Former Indian prime minister Vajpayee dies at age 93

Former Indian prime minister Atal Bihari Vajpayee, who pursued both nuclear weapons and peace talks with Pakistan, dies at age 93.

A poet-politician, Atal Bihari Vajpayee was one of the most popular leaders of Prime Minister Narendra Modi's ruling Hindu nationalist Bharatiya Janata Party.
Reuters Archive

A poet-politician, Atal Bihari Vajpayee was one of the most popular leaders of Prime Minister Narendra Modi's ruling Hindu nationalist Bharatiya Janata Party.

Former prime minister Atal Bihari Vajpayee, who ordered nuclear tests to make India a nuclear weapons power and travelled by bus to Pakistan in a grand diplomatic gesture, died on Thursday, the hospital where he was admitted said in a statement.

He was hospitalised more than two months ago with a kidney infection and chest ailment, but illness had kept him out of the public eye for years.

Vajpayee, a former journalist and poet turned politician, is credited with helping lay the foundations for the meteoric rise of the Bharatiya Janata Party (BJP), the political powerhouse that rules India today.

Prime Minister Narendra Modi, party chief Amit Shah and BJP ministers Sushma Swaraj and Rajnath Singh were among the top figures to visit the stricken Vajpayee on Thursday.

Vajpayee was one of the few opposition lawmakers inside parliament when India's first prime minister, Jawaharlal Nehru, still held office.

His more than five-decade-long career peaked in the 1990s, when his masterful oratory attracted tens of thousands of people to his rallies across the country.

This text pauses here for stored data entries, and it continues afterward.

PR #4079, opened 2025-12-24
feat: ENGG-5124 - Detection of non-supported features in Postman Importers

rdsharma3333:
Closes issue: ENGG-5124

## 📜 Summary of changes:

Fixed two things:

1. Silent Import Failures : When users imported Postman collections with unsupported authentication types (like OAuth2, AWS Auth, Digest Auth), the import would silently fail and nothing would appear in the API Client. Users had no idea what went wrong.
2.Detection of non-supported features in Postman Importers and then firing the event for analytics

## 🎥 Demo Video:

**Video/Demo:** 

## ✅ Checklist:

- [ ] Verified UI in browser.

## Summary by CodeRabbit

* **New Features**
  * Postman importer now detects and aggregates unsupported Postman features (vault/dynamic/disabled vars, unsupported auth/scripts, request examples) with richer per-collection and per-environment metadata.
  * Import emits a telemetry event when unsupported features are detected for improved import visibility and reporting.

* **Bug Fixes**
  * Improved error handling and resilience so individual item errors no longer break overall import processing.


wrongsahil (changes requested):
.

app/src/features/apiClient/screens/PostmanImporterView/components/PostmanImporter/PostmanImporter.tsx
```diff
@@ -116,16 +128,81 @@ export const PostmanImporter: React.FC<PostmanImporterProps> = ({ onSuccess }) =
             apiRecords: [],
             variables: {},
           };
+          const allUnsupportedFeatures = new Set<string>();
+          const allMeta: Partial<UnsupportedFeaturesMeta> = {
```
nafees87n: We shouldn't use Partial here

app/src/features/apiClient/screens/PostmanImporterView/components/PostmanImporter/utils.ts
```diff
@@ -276,44 +611,74 @@ const createApiRecord = (
...
+          body: "",
+          bodyContainer: createBodyContainer({ contentType: RequestContentType.RAW, body: "" }),
+          contentType: RequestContentType.RAW,
+        },
+        response: null,
+        auth: getDefaultAuth(parentCollectionId === null),
+        scripts: { preRequest: "", postResponse: "" },
+      },
+    } as Partial<RQAPI.HttpApiRecord>;
+  }
```
nafees87n, line 681: Should we continue importing using defaults? Shouldn't we throw error here?
Users might get confused because something else was imported which is unintended 
@wrongsahil @rdsharma3333

rdsharma3333: Previously we were failing the import silently. My thought was we should not fail, instead we should still import the collection with whatever gets imported. Today we might not be supporting few func but later we will be able to make it work by default.

nafees87n: But in that particular part of code, it would not fail because of unsupported feature but faulty code. All the features have been handled to have a default value if something unsupported comes up.
So silently failing there would seem inconsistent

PR #4080, opened 2025-12-26
[PLAT-17] ref: Migrate Environment view to use Redux buffer

srbh777:
Closes issue: [PLAT-17](https://linear.app/requestly/issue/PLAT-17)

📜 **Summary of changes:**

He also became the first non-Congress leader since India's independence in 1947 to complete an entire term in office as head of a BJP-led ruling alliance between March 1998 and May 2004.

Many top ministers in the cabinet today — including Modi — were protegees to Vajpayee and his deputy Lal Krishna Advani in past administrations.

He embarked on a historic bus ride to arch-rival Pakistan in 1999 and held talks with then-premier Nawaz Sharif in the city of Lahore.

But his peacemaker image was shattered when Pakistan-backed forces pressed over the disputed Kashmir border and he later helped ramp up tensions in South Asia by testing nuclear weapons in 1998.

Vajpayee withdrew from the public eye after a BJP-led alliance suffered a shock defeat in 2004.

He has since rarely been seen or heard in public. It is widely reported that he suffered a stroke in 2009, which largely confined him to his New Delhi residence.

He continues to enjoy devotion in many parts of the country, especially in key bellwether Hindi-heartland states in north and central India.

Vajpayee's often conciliatory tone, and poetic jibes directed at opponents attracted popularity on both sides of the political divide.

In 2015, the government honoured him with the Bharat Ratna, India's highest civilian award, while his December 25 birthday was declared "Good Governance Day" in a tribute to his leadership.